§ **TRY IT**
Exactly the lines from the one containing "-73,7 +73,7 @@" through the end of the entries, both ends included, are to be output.

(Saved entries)
PR #5661, opened 2020-08-27
Add a config option to allow multiple taverns

ToMe25:
- Add a config option to allow multiple taverns in one colony
- as suggested in ldtteam/minecolonies-features#144
-

Review please

### DIFF
--- a/src/main/resources/assets/minecolonies/lang/en_us.json
+++ b/src/main/resources/assets/minecolonies/lang/en_us.json
@@ -73,7 +73,7 @@
   "minecolonies.config.builderinfiniteresources": "Infinite Resources",
   "minecolonies.config.builderinfiniteresources.comment": "Should the Builder and Miner build without resources? (This also turns off what they produce.) [Default: false]",
   "minecolonies.config.limittoonewarehousepercolony": "Warehouse Limit",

§ **TASK ANSWER**
@@ -73,7 +73,7 @@
   "minecolonies.config.builderinfiniteresources": "Infinite Resources",
   "minecolonies.config.builderinfiniteresources.comment": "Should the Builder and Miner build without resources? (This also turns off what they produce.) [Default: false]",
   "minecolonies.config.limittoonewarehousepercolony": "Warehouse Limit",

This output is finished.